La Sierra de Gata es reserva biológica y, desde luego, a medida que se asciende hacia el pueblo, la espesura de los bosques de pinos, árbol que proliferó en la sierra a partir de 1954, es apabullante. En el pueblo se ven palmeras de considerable altura e incluso cedros singulares.
La influencia y las buenas relaciones históricas de la villa con la Corte se notan en detalles como que cuando pujan con el Duque de Alba por la compra de una dehesa importante de la zona, la del Fresno, Felipe II prefiere la oferta del concejo gateño de 7.000 ducados a la que le hace el Duque y acaba vendiendo la dehesa a Gata.
Gata tenía al comenzar el siglo XIX alrededor de 3.000 vecinos. Pero ahí empezó un declive que tuvo su inicio en la llamada Guerra de la Independencia, cuando un contingente de 100 mozos fue a pelear contra el francés en Ciudad Rodrigo: muchos murieron y el resto acabó trabajando forzadamente en el puerto de Amberes. Los propios franceses arrasaron el pueblo meses después, quemando y matando a mansalva.

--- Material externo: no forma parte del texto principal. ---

PR #1316, opened 2026-02-24
MODINVSTOR-1528 Add indexes for instance note fields

mweaver-ebsco:
Similar to #1309, this commit adds new indexes for the sub-fields within instance notes and for instance administrative notes. These indexes will be used for querying by FQM (MODFQMMGR-1057).

### Purpose
This PR adds indexes for several instance fields. This will enable FQM to efficiently run queries based on these fields. They were identified as commonly used fields in FQM, but none of them have (useful) indexes available right now.

### Approach
FQM works by accessing live data via DB views. This means that indexes in the source schema can be used directly by FQM to improve its query performance.

### Changes Checklist
- [X] **Database Schema Changes**: This adds several DB functions and indexes via SQL scripts. In an upgrade, sysops will probably want to manually run these scripts. If they don't, then the DB objects will still be created, but the upgrade process will hang for a potentially very long time as the indexes are created.
- [X] **Manual Testing**: This has been tested in the Corsair eperf rancher environment. I'll be doing further testing before merging, too.
- [X] **NEWS**: Confirm that the NEWS file is updated with relevant information about the changes made in this pull request.

### Related Issues
MODINVSTOR-1528
MODFQMMGR-1057

### DIFF
--- a/mod-inventory-storage-server/src/main/resources/templates/db_scripts/instance/createInstanceNotesStaffOnlyIndex.sql
+++ b/mod-inventory-storage-server/src/main/resources/templates/db_scripts/instance/createInstanceNotesStaffOnlyIndex.sql
@@ -1,0 +1,6 @@
+CREATE INDEX IF NOT EXISTS instance_notes_staffonly_idx ON ${myuniversity}_${mymodule}.instance
+  USING gin (
+             ${myuniversity}_${mymodule}.normalize_jsonb_array(
+               ${myuniversity}_${mymodule}.extract_values(jsonb, 'notes', 'staffOnly'))
+             jsonb_path_ops
+    );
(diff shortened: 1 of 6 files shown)


bvsharp (approved):

psmagin (commented):
Hey @mweaver-ebsco , How many more indexes do you plan to create? I understand that this improves fetch performance, but it also decreases insert/update performance.

mod-inventory-storage-server/src/main/resources/templates/db_scripts/instance/createInstanceNotesStaffOnlyIndex.sql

En 1840, Gata perdía el privilegio de ser cabeza de partido judicial, lo que no dejaba de ser un grave quebranto para su economía y su desarrollo. En 1841, una tormenta terrible arrasaba la villa.
Sufrir quebrantos
Y así, poco a poco, la localidad iba sufriendo quebrantos, llegando a principios del siglo XX con algo más de 2.000 habitantes. En los años 60 del pasado siglo, volvió a su máximo demográfico histórico de 3.000 habitantes y, tras sufrir la implacable emigración de los 60-70-80, hoy viven en el pueblo unos 1.700 gateños, cien menos que a principios del siglo XXI.

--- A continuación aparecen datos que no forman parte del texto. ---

PR #1378, opened 2026-07-03
feat(inventory): add feature flag to prevent redundant updates

SvitlanaKovalova1:
### Purpose
Create feature flag for enabling optimization to prevent redundant updates in Inventory 

#### Database Schema
Created a new `settings` table with the following columns:

| Column | Type | Description |
|--------|------|-------------|
| **id** | UUID | Primary key, auto-generated unique identifier for each setting record |
| **key** | VARCHAR(255) | Unique key identifying the setting (e.g., `inventory.optimize-updates.enabled`). Enforced by `unique_settings_key` constraint |
| **value** | TEXT | Current value of the setting, stored as a string regardless of the logical type |
| **type** | VARCHAR(50) | Data type of the setting value: `BOOLEAN`, `INTEGER`, or `STRING`. Used for validation on updates |
| **central_managed** | BOOLEAN | Indicates if the setting is centrally managed in ECS environments. When `true`, only the central tenant can update the value; member tenants receive propagated updates |
| **description** | TEXT | Human-readable description explaining the setting's purpose and effect |
| **created_date** | TIMESTAMP | Timestamp when the setting record was created |
| **created_by_user_id** | UUID | ID of the user who created the setting |
| **updated_date** | TIMESTAMP | Timestamp when the setting was last updated |
| **updated_by_user_id** | UUID | ID of the user who last updated the setting |

The table is seeded with the **`inventory.optimize-updates.enabled`** setting (key) — a feature flag that controls whether the module skips redundant update operations for Instances, Holdings, and Items when the incoming record is identical to the stored one (ignoring metadata). 
Default `value: false`, `type: BOOLEAN`, `central_managed: true`.
image
#### Caching
Added a `SettingCache` — an async cache (keyed `tenantId:key`) for setting values to avoid repeated DB lookups . The cache is initialized in `InitApiImpl` and stored on the Vert.x context, with a configurable expiration time (default: 24 hours). Whenever the feature flag is updated via the PATCH endpoint, the corresponding cache entry is also updated with the new value.

#### API Endpoints
Added new Settings Storage API endpoints:
- **`GET /settings/{key}`** — Retrieve a setting by key (available for both non-ECS and ECS tenants)
- **`PATCH /settings/{key}`** — Update a setting value by key (available for non-ECS tenants and ECS central tenants only; member tenants in ECS receive automatic propagation when the central tenant updates a setting)

### Changes Checklist

### Related Issues
[MODINVSTOR-1577](https://folio-org.atlassian.net/browse/MODINVSTOR-1577)

### Screenshots (if applicable)

<table>
 <tr>
<td>
PATCH  {{host}}/settings/inventory.optimize-updates.enabled
 </td>
  </tr>
  <tr>
    <td>
      image
    </td>
  </tr>
</table>

***

<table>
 <tr>
<td>
GET {{host}}/settings/inventory.optimize-updates.enabled
 </td>
  </tr>
  <tr>
    <td>
image
    </td>
  </tr>
</table>

***

Validation:
<table>
  <tr>
    <td>
image
    </td>
  </tr>
  <tr>
    <td>
image
    </td>
  </tr>
  <tr>
    <td>
image
    </td>
  </tr>
</table>


descriptors/ModuleDescriptor-template.json
```diff
@@ -1436,6 +1436,22 @@
           "permissionsRequired": ["inventory-storage.migration.job.item.delete"]
         }
       ]
+    },
+    {
+      "id": "settings",
```
psmagin:
```suggestion
      "id": "inventory-settings",
```
Just 'settings' is to general. It could overlap with other modules.

mod-inventory-storage-server/src/main/java/org/folio/services/holding/HoldingsService.java
```diff
@@ -286,7 +290,8 @@ private Future<Response> updateHolding(HoldingsRecord oldHoldings, HoldingsRecor
   private Future<Response> checkAndPerformUpdate(HoldingsRecord oldHoldings, HoldingsRecord newHoldings) {
     try {
       var noChanges = equalsIgnoringMetadata(oldHoldings, newHoldings);
-      if (noChanges) {
+      var isOptimizeUpdatesEnabled = settingsService.isOptimizeUpdatesEnabled(okapiHeaders.get(TENANT));
+      if (isOptimizeUpdatesEnabled && noChanges) {
```
psmagin:
```suggestion
      var isOptimizeUpdatesEnabled = settingsService.isOptimizeUpdatesEnabled(okapiHeaders.get(TENANT));
      if (isOptimizeUpdatesEnabled && equalsIgnoringMetadata(oldHoldings, newHoldings)) {
```
To calculate `noChanges` only when seeting is enabled.

mod-inventory-storage-server/src/main/java/org/folio/services/setting/SettingsService.java
```diff
@@ -0,0 +1,175 @@
...
+        logger.debug("Setting updated: {} with value: {}", key, value);
+      }).mapEmpty();
+  }
+
+  public boolean isOptimizeUpdatesEnabled(String tenantId) {
+    return Boolean.parseBoolean(
+      getCachedSettingValue(tenantId, INVENTORY_OPTIMIZE_UPDATES_ENABLED.getValue())
+        .result()
+    );
+  }
```
psmagin: It should return Future. Getting result in this way is against Vert.X best practice.

mod-inventory-storage-server/src/main/java/org/folio/services/setting/SettingsService.java
```diff
@@ -0,0 +1,175 @@
...
+      );
+  }
+
+  private Future<Void> updateSettingAcrossConsortium(String key, Object value, Map<String, String> okapiHeaders,
+                                                     Setting entity, List<String> memberTenants) {
+    return updateSettingByKey(key, value, entity, okapiHeaders)
+      .compose(updatedSetting -> {
+        var cacheKey = okapiHeaders.get(TENANT) + ":" + key;
+        cache.put(cacheKey, CompletableFuture.completedFuture(value.toString()));
+        ArrayList<Future<Void>> updateFutures = new ArrayList<>();
```
psmagin:
```suggestion
        var updateFutures = new ArrayList<Future<Void>>();
```

mod-inventory-storage-server/src/main/java/org/folio/services/setting/SettingsService.java
```diff
@@ -0,0 +1,175 @@
...
+          .onFailure(t -> logger.error("Error updating setting across consortium for key {}", key, t))
+          .mapEmpty();
+      });
+  }
+
+  private void buildMemberTenantUpdateFutures(String key, Map<String, String> okapiHeaders, Setting updatedSetting,
+                                              List<String> memberTenants, List<Future<Void>> futures) {
+    var value = updatedSetting.getValue();
+    for (String memberTenantId : memberTenants) {
+      HashMap<String, String> headers = new HashMap<>(okapiHeaders);
```
psmagin:
```suggestion
     var  headers = new HashMap<>(okapiHeaders);
```

mod-inventory-storage-server/src/main/java/org/folio/services/setting/SettingsService.java
psmagin: public method should be before private ones.

mod-inventory-storage-server/src/main/java/org/folio/services/setting/SettingsService.java
```diff
@@ -0,0 +1,175 @@
...
+        if (entity == null) {
+          logger.warn("Setting not found: {}", key);
+          return Future.failedFuture(new NotFoundException("Setting not found: " + key));
+        }
+        logger.info("Setting found: {}, value: {}", key, entity.getValue());
+        return Future.succeededFuture(entity.getValue());
+      });
+  }
+
+  private Future<Setting> updateSettingByKey(String key, Object value, Setting entity,
```
psmagin:
```suggestion
  private Future<Setting> updateSettingByKey(String key, Object value, Setting existingSetting,
```
To make it clear that we passing existing setting

psmagin: Also, a key param probably reduntandt as we could get it from `Setting` object

mod-inventory-storage-server/src/main/java/org/folio/validator/SettingsValidator.java
```diff
@@ -0,0 +1,34 @@
...
+      return;
+    }
+    throw new SettingsValidationException("Setting value should be a boolean");
+  }
+
+  private <T> void validateType(Object value, Class<T> type, String errorMessage) {
+    if (!type.isInstance(value)) {
+      throw new SettingsValidationException(errorMessage);
+    }
+  }
```
psmagin: I would prefer to have one method in a way:

```suggestion
  private void validateBoolean(Object value) {
    if (value instanceof Boolean) {
      return;
    }
    if (value instanceof String string
      && ("true".equalsIgnoreCase(string) || "false".equalsIgnoreCase(string))) {
      return;
    }
    throw new SettingsValidationException("Setting value should be a boolean");
  }

  private <T> void validateType(Object value, Class<T> type, String errorMessage) {
  switch (type) {
       case Boolean.class -> validateBoolean(value);
       default -> {
           if (!type.isInstance(value)) {
            throw new SettingsValidationException(errorMessage);
          }
       }
    }
  }
```

psmagin (changes requested):

viacheslavkol (approved):

psmagin (commented):
How the cache will evict on another instances of the module?

SvitlanaKovalova1:
> How the cache will evict on another instances of the module?

Currently, caches in different instances are independent and only evict entries based on the configured expiration period, which is 24 hours by default. So yes, that behavior is not correct for our use case because other instances may continue serving stale feature flag values until the cached entry expires.
To address this, I added a publisher for setting update events and a consumer in each module instance. When a setting is updated, an event is published, and all instances receive it and immediately update the corresponding cache entry by key.

psmagin (approved):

El aceite de Gata tiene merecida fama y ya fue premiado en la Exposición de París del año 1900. Hoy sigue siendo una riqueza fundamental de la zona. También tiene importancia el turismo.
En el pueblo abren cuatro restaurantes, cinco casas rurales, una pensión, un cámping y unos apartamentos. Aunque recorriendo la villa y disfrutando de su paz y su entorno, uno tiene la sensación de que Gata, este pueblo situado al final de una carretera de montaña y abrazado mimosamente por la sierra, tiene un encanto y una magia que los extremeños aún no hemos descubierto.